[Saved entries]
PR #183, opened 2019-10-21
Double div bug

tommydcjung:


drichmond:
I’m actually super curious about this. Can you add a bit of a description in the Pr? Even if it’s a copy paste

tommydcjung:
Software FP div or sqrt routine reads the floating-point rounding mode CSR at the beginning and stores in some register (e.g. rd = x18), using the frrm instruction. vanilla core treats as frrm as a bubble (no side effect), so whatever was previously written in x18 is used as the rounding mode. The fix is to decode frrm, and write zero into rd, so that the default mode can be chosen (round to nearest even). We just assume for now that the HW will only support the default mode.

tommydcjung:
Why do we see this bug now, and not before? according to @vb000, this bug should have emerged when we started compiling risc-v toolchain in RV32F mode, so that those software routine actually invokes frrm.

tommydcjung:
alternative solution would be to compile in the old way without frrm being generated. I would prefer that, because that wouldn't add extra hw.

dpetrisko:
> alternative solution would be to compile in the old way without frrm being generated. I would prefer that, because that wouldn't add extra hw.

I think that’s not “RISC-V compliant”. Unless it’s a huge hardware cost, probably better to fix in the new way

taylor-bsg:
I think Bandhav was playing with the floating point settings in GCC?

I think if all we need to do is write 0 to a register, it’s better to be
that much more RISC-V compliant, so we don’t lose time on debugging as more
and more libraries are used by the manycore. Can we add an assert that
prints the PC to check if unhandled cases exercised as well, so we can
track these issues down faster?

M

tommydcjung:
sounds good to me. I will add the assertion.

vb000:
Two improvements are made to the toolchain flow to better use our FPU hardware:
- Use FP hardware instructions (as opposed to integer emulations) for library implementation.
- Use FP abi (`ilp32f`) to utilize FP registers in the calling convention.

Both improvements are very much required for obvious code size and performance improvements. This particular issue has to do with the first improvement, where software emulation of fdiv and fsqrt uses floating point instructions, as opposed to integer instructions. Incidentally, fdiv and fsqrt emulations use `frrm` instruction to read the rounding mode, which is handled by HW as a `nop`. This failure could occur with any floating point program that explicitly use the rounding mode, so I think it's a right thing to implement it as a consistent 0 instead of leaving it as an x.

tommydcjung:
I don't think library implementation of div and sqrt actually makes use of floating-point add or multiply. It's that adding rv32f includes that floating-point rounding mode csr, and it gives an option to choose which mode to do div and sqrt.

tommydcjung:
That being said, I think it's worthwhile to build area-efficient fsqrt and fdiv, since these routines tend to be large. Or using fused-multiply-add with enough precision to do sqrt and fdiv in software. That would be pretty cool.

vb000:
> I don't think library implementation of div and sqrt actually makes use of floating-point add or multiply. It's that adding rv32f includes that floating-point rounding mode csr, and it gives an option to choose which mode to do div and sqrt.

Toolchain has to be compiled with rv32imaf not only because we would have performance improvements in instruction emulations, but mainly because library implementations like expf, sine, cosine etc. would be faster and smaller.

v/vanilla_bean/parameters.vh
```diff
@@ -181,6 +182,8 @@
 `define RV32_FLW_S `RV32_Itype(`RV32_LOAD_FP, 3'b010)
 `define RV32_FSW_S `RV32_Stype(`RV32_STORE_FP, 3'b010)
 
+`define RV32_FRRM {12'b10, 5'b00000, `RV32_CSRRS_FUN3, 5'b?????, `RV32_SYSTEM}
```
vb000: Would it be possible to define "csr" instruction class like this below, to be consistent with the style of our overall instruction decoding macros?
https://github.com/bespoke-silicon-group/bsg_manycore/blob/7c4059cee15e101f2455282d40c7ab7fad244a7b/v/vanilla_bean/parameters.vh#L70-L74

vb000:
@tommydcjung 
This fix considers only `frrm` instruction which makes me ask following question as I couldn't understand the reason...

What is the case for not having an FP csr? I can imagine a user level program checking exception flags. Would compiler avoid generating CSR instructions?

dpetrisko:
To be compliant with the RISC-V spec, we need to support the FPCSR with the
atomic read-modify-write operation and exception aggregation.

User-level libraries may check FP exception flags, especially something
math-y.

taylor-bsg:
I think the general wisdom is that fp exceptions, rounding modes etc are
pretty rare and only found in assembly FP routines, since this stuff was
not (is not?) standardized or portable in C. Basically, only non-portable
library code uses it.  Hence why I am suggesting having some assertions
that serve as “trip-wires” that tell us what features software is using.

M

vb000:
> I think the general wisdom is that fp exceptions, rounding modes etc are pretty rare and only found in assembly FP routines, since this stuff was not (is not?) standardized or portable in C. Basically, only non-portable library code uses it. Hence why I am suggesting having some assertions that serve as “trip-wires” that tell us what features software is using.

May be error packets? So that huge programs running only on fpga can be flagged...?

taylor-bsg:
Interesting idea.

I guess this is also a property that can be checked statically?

vb000:
Possible false negatives with static checks -- a legacy library with a function with unsupported instructions that'll never be called.

taylor-bsg:
That’s generally considered to be a feature not a bug — we want to know not
just if the software triggers a bug when we run it, but if it could for the
end user...

vb000:
Fair enough.

taylor-bsg:
I have generally been fond of the idea of having tiles package up
exceptions to be handled by other accelerator cores or the host though. You
could even imagine floating point divide or sqrt being handled that way.
But the 3 day waiting period on adding new hardware always applies. :-)

tommydcjung:
Added the assertion as requested. The full CSR support is deferred since the current FP hardware does not fully support exception cases / rounding modes. I'm currently planning on a major refactor using hardfloat modules.

tommydcjung:
actually, we might need to support exception flags now. I will provide a fix soon.

drichmond:
We should merge this PR at some point, right? So we can track it when hardfloat is added?

tommydcjung:
resolved with hardfloat

PR #550, opened 2016-02-24
Add XML support for cloudformation commands that lacked it

2rs2ts:
This lets boto3's cloudformation API work with moto.

A lot of this work was inspired by https://github.com/spulec/moto/pull/404.

fixes #444 

Signed-off-by: Scott Greene <scott.greene@getbraintree.com>

PR #551, opened 2016-02-24
Pin boto3 and botocore (fix the builds!)

2rs2ts:
botocore 1.3.29 (new as of yesterday) breaks a few of the s3 and
lambda tests; something about a StringIO being closed prematurely.

¯\\\_(ツ)\_/¯

boto3 doesn't pin the botocore version; as a result the new version of
botocore gets pulled in transitively, breaking today's builds.

### DIFF
--- a/requirements-dev.txt
+++ b/requirements-dev.txt
@@ -5,6 +5,8 @@ sure>=1.2.24
 coverage
 freezegun
 flask
-boto3>=1.2.3
-botocore>=1.3.26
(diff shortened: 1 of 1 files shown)


2rs2ts:
@spulec My other PR (#550) aside, this seems pretty important as it will unbreak builds.

spulec:
thanks, opened a [new issue](https://github.com/spulec/moto/issues/552) where I'll work on fixing stuff to be able to unpin the version.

### TASK STATEMENT
Count every line above that holds the string "only" and give the total, nothing more.

### RESULT OF THE TASK
7